Analizy

Turecka operacja lądowa w syryjskim Idlibie

8 października tureckie siły specjalne (ok. 500 żołnierzy) wspierane przez oddziały Wolnej Armii Syryjskiej wkroczyły do położonej przy granicy z Turcją syryjskiej prowincji Idlib. Ich zadaniem ma być monitorowanie granic strefy bezpieczeństwa (deeskalacji), której powstanie zapisano w porozumieniu, zawartym 14 września w Astanie przez Turcję, Rosję i Iran. Prezydent Recep Tayyip Erdoğan zapowiedział początek dużej operacji wojskowej, twierdząc, że ma ona także na celu niedopuszczenie do uzyskania dostępu do morza przez stacjonujące w kantonie Afrin siły kurdyjskiej Partii Unii Demokratycznej (PYD), będącej syryjskim odłamem uznawanej za terrorystyczną Partii Pracujących Kurdystanu (PKK).

 

Komentarz

  • Operacja w Idlibie pokazuje skalę współpracy Turcji z Rosją i Iranem w Syrii. Została ona uzgodniona przez te trzy państwa i stanowi element szerszej strategii zamrożenia konfliktu w obecnych granicach poszczególnych stref, bez jego całkowitego rozwiązania. Oznacza to, że pomimo sprzecznych celów na poziomie strategicznym Turcja aktywnie współpracuje z Rosją i że właśnie w koordynacji z Moskwą prowadzi w Syrii operacje militarne. Prowadzenie przez Turcję działań w Syrii na warunkach i za przyzwoleniem Rosji spowodowane jest m.in. brakiem alternatywy i rozbieżnością interesów z Waszyngtonem – głównym partnerem USA w Syrii pozostaje kurdyjska PYD/PKK, której działalność Turcja uznaje za egzystencjalne zagrożenie.
  • Prowincja Idlib, obok tureckiej strefy bezpieczeństwa w prowincji Aleppo, jest ostatnim obszarem na północy Syrii kontrolowanym przez siły opozycji sunnickiej.
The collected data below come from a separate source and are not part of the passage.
PR #3050, opened 2020-01-13
Add ORDER to logical structure

oliver-stoehr:
Adds the ORDER attribute to the divs of the logical structMap. This is the basis for ordering the logical and physical nodes in the combined tree.

### DIFF
--- a/Kitodo-DataFormat/src/main/java/org/kitodo/dataformat/access/DivXmlElementAccess.java
+++ b/Kitodo-DataFormat/src/main/java/org/kitodo/dataformat/access/DivXmlElementAccess.java
@@ -112,15 +112,15 @@ public class DivXmlElementAccess extends IncludedStructuralElement {
         metsReferrerId = div.getID();
         BigInteger order = div.getORDER();
         if (Objects.nonNull(order) && order.intValue() > 0) {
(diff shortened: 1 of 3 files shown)


Kitodo-DataFormat/src/main/java/org/kitodo/dataformat/access/DivXmlElementAccess.java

Stacjonuje tam do kilkudziesięciu tysięcy bojowników z różnych, niekiedy wrogich wobec siebie frakcji. Główną siłą w prowincji jest koalicja Tahrir asz-Szam, zdominowana przez Dżabhat al-Fatah asz-Szam (dawniej Dżabhat an-Nusra) i wspierana przez Arabię Saudyjską. Klienci Turcji i Arabii Saudyjskiej walczący w Syrii są do siebie wrogo nastawieni, co wynika z napięć pomiędzy ich patronami (spór wokół Kataru latem br.). W związku z tym siły wspierane przez Rijad przejęły kontrolę nad granicą z Turcją, skutecznie utrudniając Ankarze przekazywanie pomocy dla wspieranych przez nią ugrupowań.
  • Wątek kurdyjski operacji, wspomniany przez prezydenta Erdoğana, wydaje się mieć charakter retoryczny i jest przeznaczony przede wszystkim na użytek wewnętrzny. Siły PYD w Afrinie są izolowane i zbyt słabe, by móc uzyskać dostęp do Morza Śródziemnego. Niemniej turecka operacja pogarsza sytuację PYD w Afrinie, który zostanie otoczony z trzech stron przez siły tureckie oraz od dawna wrogie wobec Kurdów ugrupowania opozycyjne. To zaś może ułatwić potencjalną turecką operację przeciwko PYD/PKK w przyszłości.
  • Ze względu na skalę napięć w Idlibie, liczbę ugrupowań wrogich wobec Turcji oraz stopień ich determinacji prawdopodobnie dojdzie do eskalacji walk w prowincji, a koszt operacji dla tureckich sił zbrojnych będzie wyższy niż w przypadku utworzonej w zeszłym roku strefy bezpieczeństwa w prowincji Aleppo.